[Stored data]
____

PR #151, opened 2021-06-08
Add ability to configure custom fields during Honeycomb configuration

nvolker:
### Summary
The ability to add custom fields during the configuration of a Honeycomb client can be extremely useful. Added flexibility can allow users to produce richer telemetry and enhance query capabilities. While this can be done during span creation, there are cases where a user may want to set additional fields during client creation which would, in turn, attach itself to **all** events.

An example, _for us_, is that we have a `sandbox` dataset where we'd like to further slice our data based on the "team" (given we have multiple sandboxes for teams to use). While this could also be achieved by configuring multiple datasets, there are architectural decisions that make it useful to have these data points present in the same dataset.

### Example Usage
```ruby
  config.dataset = "sandbox"
  config.service_name = "some-application-name"
  config.custom_fields = { team_name: "flow" }
  # ...
end
```

### If accepted, what's left?
- [ ] Specs
- [ ] Documentation Snippet

### DIFF
--- a/lib/honeycomb/client.rb
+++ b/lib/honeycomb/client.rb
@@ -30,6 +30,11 @@ module Honeycomb
 
       # maybe make `service_name` a required parameter
       @libhoney.add_field "service_name", configuration.service_name
+
+      configuration.custom_fields.each do |key, value|
+        @libhoney.add_field key, value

____

» WORK TO BE COMPLETED
Copy exactly the line containing "-30,6 +30,11 @@ module Honeycomb" and each line after it through the end of the records above.

» SOLUTION TO THIS EXERCISE
@@ -30,6 +30,11 @@ module Honeycomb
 
       # maybe make `service_name` a required parameter
       @libhoney.add_field "service_name", configuration.service_name
+
+      configuration.custom_fields.each do |key, value|
+        @libhoney.add_field key, value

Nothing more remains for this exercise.